PR #1921, opened 2025-07-31
chore(nodejs): introduce `configureLogger` and deprecate `configureLoggerProvider`

### LINKED ISSUE #1905: Introduce Global `configureLogger` Function
As a follow up action of this PR https://github.com/open-telemetry/opentelemetry-lambda/pull/1903, we need to introduce global `configureLogger` function allow users customizing logger configuration instead of configuring over `configureLoggerProvider`. Because `configureLoggerProvider` doesn't allow adding `LogRecordProcessor`s over it in the latest versions of OpenTelemetry JS packages, but `LoggerConfig` does.

serkan-ozal:
Fixes: #1905

### DIFF
--- a/nodejs/packages/layer/src/wrapper.ts
+++ b/nodejs/packages/layer/src/wrapper.ts
@@ -46,7 +46,6 @@ import {
 } from '@opentelemetry/instrumentation-aws-lambda';
 import { AWSXRayPropagator } from '@opentelemetry/propagator-aws-xray';
 import { AWSXRayLambdaPropagator } from '@opentelemetry/propagator-aws-xray-lambda';
-import { LogRecordProcessor } from '@opentelemetry/sdk-logs';
 
 const defaultInstrumentationList = [
   'dns',
@@ -88,10 +87,19 @@ declare global {
   // No explicit metric type here, but "unknown" type.
   // Because metric packages are important dynamically.
   function configureMeter(defaultConfig: unknown): unknown;
+  /**
+   * @deprecated please use {@link configureMeter} instead.
+   */
   function configureMeterProvider(meterProvider: unknown): void;
 
+  // No explicit logger type here, but "unknown" type.
+  // Because logger packages are important dynamically.
+  function configureLogger(defaultConfig: unknown): unknown;
   // No explicit log type here, but "unknown" type.
   // Because log packages are important dynamically.
+  /**
+   * @deprecated please use {@link configureLogger} instead.
+   */
   function configureLoggerProvider(loggerProvider: unknown): void;
 }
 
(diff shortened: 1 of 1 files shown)


tylerbenson (approved):

nodejs/packages/layer/src/wrapper.ts
```diff
@@ -88,10 +87,19 @@ declare global {
...
   // Because metric packages are important dynamically.
   function configureMeter(defaultConfig: unknown): unknown;
+  /**
+   * @deprecated please use {@link configureMeter} instead.
+   */
   function configureMeterProvider(meterProvider: unknown): void;
 
+  // No explicit logger type here, but "unknown" type.
+  // Because logger packages are important dynamically.
+  function configureLogger(defaultConfig: unknown): unknown;
```
wpessers, line 97: Can we not make the return type `LoggerProviderConfig`? The `configureLogger` result is always used to instantiate  the `LoggerProvider`
```suggestion
  function configureLogger(defaultConfig: unknown): LoggerProviderConfig;
```

nodejs/packages/layer/src/wrapper.ts
```diff
@@ -504,21 +512,27 @@ async function initializeLoggerProvider(
...
   // Logging for debug
   if (logLevel === DiagLogLevel.DEBUG) {
-    logRecordProcessors.push(
+    loggerConfig.processors.push(
       new SimpleLogRecordProcessor(new ConsoleLogRecordExporter()),
     );
   }
-  const loggerProvider = new LoggerProvider(loggerConfig);
+
+  const loggerProvider = new LoggerProvider(loggerConfig as object);
```
wpessers, line 535: Here we would no longer need to do the type assertion if we define the return type of `configureLogger` as suggested.

```suggestion
  const loggerProvider = new LoggerProvider(loggerConfig);
```

wpessers (commented):
One minor suggestion, rest looks good to me!

nodejs/packages/layer/src/wrapper.ts
serkan-ozal: @wpessers The reason is why I have used `unknown` type (instead of actual `LoggerProviderConfig` type) is preventing eager loading of the logger related modules in the webpack bundle (for ex. when `OTEL_LOGS_EXPORTER` env var is `none`) to reduce coldstart delay.

wpessers: Ah that makes sense. In that case the PR looks good to me.

wpessers (approved):

nodejs/packages/layer/src/wrapper.ts
```diff
@@ -504,21 +512,27 @@ async function initializeLoggerProvider(
   );
 
   const logExporter = new OTLPLogExporter();
-  const logRecordProcessors: LogRecordProcessor[] = [];
-  const loggerConfig = {
+  // eslint-disable-next-line  @typescript-eslint/no-explicit-any
+  let loggerConfig: any = {
```
pragmaticivan, line 516: Any reason why you would not use https://github.com/mfernd/opentelemetry-js/blob/main/experimental/packages/sdk-logs/src/index.ts#L18 here?

pragmaticivan (approved):

PR #1940, opened 2025-08-22
fix: retain configured span processors

### LINKED ISSUE #1923: SpanProcessors defined by the custom trace config would be overriden if exports are set
https://github.com/open-telemetry/opentelemetry-lambda/blob/2945d3555cc8f9025059ac382cf71558ae738ea3/nodejs/packages/layer/src/wrapper.ts#L407

The line above simply overrides any span processors that could have been custom configured via ```config = configureTracer(config);``` just a few lines above in case there were exporters set as well. 

That means that a scenario in which I would want a custom span processor that would add some attributes to spans while also setting custom otlp exports is not possible.

artkhod:
Fixes #1923

Previously defining OTEL exporter would have removed any spanProcessors defined by configureTracer

### DIFF
--- a/nodejs/packages/layer/src/wrapper.ts
+++ b/nodejs/packages/layer/src/wrapper.ts
@@ -412,7 +412,7 @@ async function initializeTracerProvider(
   }
 
   if (exporters.length) {
-    config.spanProcessors = [];
+    config.spanProcessors = config.spanProcessors || [];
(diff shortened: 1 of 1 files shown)


serkan-ozal:
@artkhod Thanks for the fix!

serkan-ozal (approved):

Issue #1963, opened 2025-09-15
Optional: Signing the Lambda Layers with AWS Code Signing


andyloughran:
**Is your feature request related to a problem? Please describe.**

https://github.com/open-telemetry/opentelemetry-lambda/blob/main/.github/workflows/publish-layer-collector.yml

Running the above workflow to produce private layers.

If a team is running an AWS CodeSigner, then the publish job should also include an optional capability to sign the layers to confirm the provenance.

https://docs.aws.amazon.com/lambda/latest/dg/governance-code-signing.html

**Describe the solution you'd like**

I'd like the GitHub action to include an artefact attestation for the zip binaries and each of the language-specific binaries released. 
https://docs.github.com/en/actions/how-tos/secure-your-work/use-artifact-attestations/use-artifact-attestations and couple that with AWS's codesigner for the zip files.

```
aws signer start-signing-job \
--source 's3={bucketName=xxxx,key=collector-layer.zip,version=xxxxx}' \
--destination 's3={bucketName=xxxx,prefix=signed/}' \
--profile-name SigningProfile_XXXXX
--client-request-token XXXUNIQUE_FROM_GITHUB_JOB
```

The additional parameter would need to be the SigningProfile, that would need to be present in the account that the GHA is uploading to.

Prerequisites

- The Github OIDC role would also need permission to be able to sign.
- The S3 bucket needs to have versioning enabled.

**Describe alternatives you've considered**

I think the GitHub attestation step is optional, but could allow extra confidence that the artefacts have not been tampered with, especially if the signing job connects directly to the GitHub attestation.

**Additional context**

I'm keen to raise a PR to demonstrate that this could be an optional extra; but wanted to raise the issue first as I couldn't find evidence of where this has been/not-been considered.

<sub>**Tip**: [React](https://github.blog/news-insights/product-news/add-reactions-to-pull-requests-issues-and-comments/) with 👍 to help prioritize this issue. Please use comments to provide useful context, avoiding `+1` or `me too`, to help us triage it. Learn more [here](https://opentelemetry.io/community/end-user/issue-participation/).</sub>

tylerbenson:
This sounds like a reasonable approach.  Thanks for working on it!

PR #1964, opened 2025-09-15
Add build attestations to all uploaded/released artifacts.

andylockran:
As a step suggested in #1963 , add the GH attestations for binaries produced by the Github workflows on this repository, so that all artefacts generated as a result of the workflows have provenance checks.

It may be that more work needs to be done on deciding how to manage the lifecycle of historic attestations.

https://github.com/actions/attest-build-provenance

### DIFF
--- a/.github/workflows/publish-layer-collector.yml
+++ b/.github/workflows/publish-layer-collector.yml
@@ -54,7 +54,6 @@ on:
 
 permissions:
   contents: read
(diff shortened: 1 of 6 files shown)


tylerbenson:
@maxday could you take a look at this PR.  I'm curious if you think this would be a better solution than your proposal.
# # #
:: Exercise goal ::
Only the lines above from the one with "I'm keen to" up to and including the one with "PR #1964, opened 2025-09-15" should be repeated, exactly as written.

:: Exercise solution ::
I'm keen to raise a PR to demonstrate that this could be an optional extra; but wanted to raise the issue first as I couldn't find evidence of where this has been/not-been considered.

<sub>**Tip**: [React](https://github.blog/news-insights/product-news/add-reactions-to-pull-requests-issues-and-comments/) with 👍 to help prioritize this issue. Please use comments to provide useful context, avoiding `+1` or `me too`, to help us triage it. Learn more [here](https://opentelemetry.io/community/end-user/issue-participation/).</sub>

tylerbenson:
This sounds like a reasonable approach.  Thanks for working on it!

PR #1964, opened 2025-09-15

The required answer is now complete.